Puterie ! alors là, géant ! le type nous a choqué l’esprit. Drill et moi, on se regarde pour voir si un de nous a cerveauté ce qu’il a dit. Rien zéro ! Zéro de rien ! J’ouvre des grands yeux et je fais la moue en levant les épaules. Drill n’a rien compris non plus, ça se voit.

— Hé ! Dis–moi ! Salerie de visquerie ! Tu me prends pour un cerveau moribond ? Tu comptes m’égarer. C’est quoi ce parlage là ? on cerveaute rien à tes bouffonnages, nous. C’est quoi ton super schéma ? Parle normalement sinon… tu vas pas tarder à prendre fin, J’te l’dis !

Le Dehors fronce légèrement les sourcils. On dirait qu’il se gratte le cerveau. Puis, il nous regarde tour à tour avec un visage sans expression. On se demande ce qu’il pense. Drill lui ajoute une petite couche de menace sur le moral.

— J’te conseille de pas me boulimiser les testicules ! J’te l’dis !

— Laissez–moi appeler l’ascenseur, simplifie l’homme. Je vous ferai signe de venir quand il sera là.

Drill se dessine une tête du genre : « Si tu comptes me prendre pour un trépané, c’est raté ! » pour dire :

— C’est tout ce que tu as trouvé pour nous mixer le cerveau. T’as pas défoncé ton crâne pour réfléchir. On y va ensemble.

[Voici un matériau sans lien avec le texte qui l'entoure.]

PR #45, opened 2023-11-28
abstracted strings to string.xml

atreichl:
I did not abstract log strings, also android studio shows the string referenced over the reference at times. I have checked all the screens and as many of the popups as I could they are all correct for me.


app/src/main/java/com/example/poste/activities/AccountActivity.java
```diff
@@ -112,14 +112,14 @@ public void onResponse(Call<ResponseBody> call, Response<ResponseBody> response)
...
-                            Toast.makeText(AccountActivity.this, "Password change failed, unknown error", Toast.LENGTH_SHORT).show();
+                            Toast.makeText(AccountActivity.this, getString(R.string.password_change_failure), Toast.LENGTH_SHORT).show();
                         }
                     }
                 }
 
                 @Override
                 public void onFailure(Call<ResponseBody> call, Throwable t) {
-                    Toast.makeText(AccountActivity.this, "Edit failed, unknown error", Toast.LENGTH_SHORT).show();
+                    Toast.makeText(AccountActivity.this, getString(R.string.edit_failure), Toast.LENGTH_SHORT).show();
```
mccodav1, line 121: Should this not match the messages from above? The ones above mention passwords, but this one just says "Edit failed"

app/src/main/java/com/example/poste/activities/DashboardActivity.java
```diff
@@ -265,10 +265,10 @@ private void showCreateFolderDialog() {
         // Create the AlertDialog
         AlertDialog.Builder builder = new AlertDialog.Builder(this);
         builder.setView(dialogView);
-        builder.setTitle("Create Folder");
+        builder.setTitle(getString(R.string.new_folder));
```
mccodav1: suggest `create_folder` for consistency

app/src/main/java/com/example/poste/activities/NewPostActivity.java
```diff
@@ -134,7 +134,9 @@ private void handleNewPost() {
             String folder_id = ((Folder) chooseFolderSpinner.getSelectedItem()).getId();
             if (folder_id.equals("0")) {
                 Log.d("NewPostActivity", "Default folder (0) selected");
-                Toast.makeText(this, "Select a folder to save post!", Toast.LENGTH_SHORT).show();
+                Toast.makeText(this,
+                        getString(R.string.pick_a_folder),
```
mccodav1: This could be named a bit more descriptively, so reading through strings indicates its place of usage

app/src/main/java/com/example/poste/utils/ValidationUtils.java
```diff
@@ -17,16 +19,24 @@ public class ValidationUtils {
...
         } else if (lastName.isEmpty()) {
-            Toast.makeText(context, "Please enter your last name!", Toast.LENGTH_SHORT).show();
+            Toast.makeText(context,
+                    R.string.enter_last_name,
+                    Toast.LENGTH_SHORT).show();
             return false;
         } else if (firstName.length() > 32) {
-            Toast.makeText(context, "First name must be at most 32 characters!", Toast.LENGTH_SHORT).show();
+            Toast.makeText(context,
+                    R.string.first_name_length,
```
mccodav1: Suggest name like "error_first_name_length" so it is clear this is an error message of some type (as opposed to just a length)

app/src/main/java/com/example/poste/utils/ValidationUtils.java
```diff
@@ -17,16 +19,24 @@ public class ValidationUtils {
...
+                    Toast.LENGTH_SHORT).show();
             return true;
         } else if (lastName.length() > 32) {
-            Toast.makeText(context, "Last name must be at most 32 characters!", Toast.LENGTH_SHORT).show();
+            Toast.makeText(context,
+                    R.string.last_name_length,
```
mccodav1: Suggest name like "error_last_name_length" so it is clear this is an error message of some type (as opposed to just a length)

app/src/main/java/com/example/poste/utils/ValidationUtils.java
```diff
@@ -76,10 +90,14 @@ public static boolean validatePassword(Context context, String password, String
      */
     public static boolean validatePassword(Context context, String password) {
         if (password.length() < 8) {
-            Toast.makeText(context, "Password must be at least 8 characters!", Toast.LENGTH_SHORT).show();
+            Toast.makeText(context,
+                    R.string.password_short,
```
mccodav1: Suggest name like "error_password_short" so it is clear this is an error message of some type (as opposed to just a length)

app/src/main/java/com/example/poste/utils/ValidationUtils.java
```diff
@@ -76,10 +90,14 @@ public static boolean validatePassword(Context context, String password, String
...
+                    Toast.LENGTH_SHORT).show();
             return false;
         } else if (password.length() > 32) {
-            Toast.makeText(context, "Password must be at most 32 characters!", Toast.LENGTH_SHORT).show();
+            Toast.makeText(context,
+                    R.string.password_long,
```
mccodav1: Suggest name like "error_password_long" so it is clear this is an error message of some type (as opposed to just a length)

app/src/main/res/layout/activity_register.xml
```diff
@@ -28,7 +28,7 @@
         <EditText
             android:id="@+id/editTextEmail"
             android:layout_width="match_parent"
-            android:hint="Email Address"
+            android:hint="@string/email_address"
```
mccodav1: Suggest naming all these hints more descriptively; we want to ensure hints and fields are properly abstracted so we can keep them separate from other places that might use the text "Email Address" (to allow changing of hints and strings separately)

Suggest something like "hint_email_address"

mccodav1 (changes requested):

app/src/main/java/com/example/poste/activities/AccountActivity.java
atreichl: it already does.
image

app/src/main/java/com/example/poste/activities/NewPostActivity.java
atreichl: changed

app/src/main/java/com/example/poste/activities/AccountActivity.java
mccodav1: What I'm saying is, the above failure case says "Password change failed" but this one says "Edit failed". They do not match.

Maintenant ! Allez ! bouge. Il n’y a plus personne dans la rue. On y va. Allez ! Allez !

On se catapulte du roulant et on se jette vers la porte d’entrée. Drill tient son prisonnier par un bras. Il n’y a que le trottoir à traverser, trois enjambées. C’est bon, on est dans l’immeuble. Drill pousse le Dehors jusqu’à l’ascenseur. Il lui prend l’index et appuie avec sur la plaque qui lit les bouts de doigts. La cabine arrive. Drill pousse vigoureusement l’homme à l’intérieur. Il le tasse au fond d’un coup d’épaule et remet le couteau sur son ventre. C’est un ascenseur ancien avec des boutons numérotés. Je reconnais le cinq. Alors, je suis plutôt content de moi quand j’appuie dessus. Je note que Drill est impressionné.

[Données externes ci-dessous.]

PR #48, opened 2023-11-28
User story 278: extend search functionality to tags

techbykim:


fmehdad97 (approved):
Tested and found to be working as expected.

In the future it might be nice to be able to search by leveraging multiple tags using OR and AND. Pending discussion on whether that's something the sponsor wants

— T’es sûr que c’est le cinq ? il dit.

L’ascenseur monte. Je lui dis que je suis sûr. Fier de moi, il me fait un clin d’œil. Ça me sucre le cœur. J’aime qu’il soit fier de moi. Ça lui fait plaisir d’impressionner le Dehors.

— T’as vu salerie de Dehors ! On n’est pas aussi décerveautés que tu penses. On sait lire.

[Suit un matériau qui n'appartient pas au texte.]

PR #49, opened 2023-11-28
Abstract colors to colors.xml

fmehdad97:
Abstract out colors
Make drawables have transparentt background
Also added sponsors color pallette to colors.xml


atreichl (approved):
looks good I went though all the screens in the app and all the colors look correct.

Il me sourit jusqu’aux oreilles en faisant un signe de tête vers l’homme pour me le désigner d’un coup de menton. En encadrant ses mots entre deux nouveaux clins d’œil, il exulte :

— Ah ah ah ! On lui a choqué l’esprit au maxi. Il en revient pas le fécal !

Pendant qu’il souligne sa plaisanterie avec un très large sourire, je lui rends un coup de paupière complice. Je suis sûr qu’il exagère un peu l’effet produit par nos connaissances, mais bon ! ce n’est pas grave, il a une bonne tête mon copain rouquin, avec ses trois dents cassées et ses sourires qui enchantent l’âme. Il est coiffé comme un ouragan trempé dans l’huile, avec sa touffe grasse ébouriffée et pleine de sueur, mais, de ce côté–là, je dois lui ressembler. Sûr !…

L’ascenseur s’arrête, on est au cinquième. La porte s’ouvre. On sort. Drill pousse le mec devant lui. Tout se passe très vite.

— C’est quelle porte ? il demande. Hein ! C’est quelle porte ? Visquerie ! Réponds !

Le Dehors gémit en nous la montrant de l’index. Drill le pousse. Le type touche le truc qui lit le doigt. Le battant s’ouvre. On se jette tous les trois chez lui. C’est la première fois que j’entre dans la baraque d’un Dehors. Et même, à dire vrai, c’est la première fois que j’entre dans un appartement.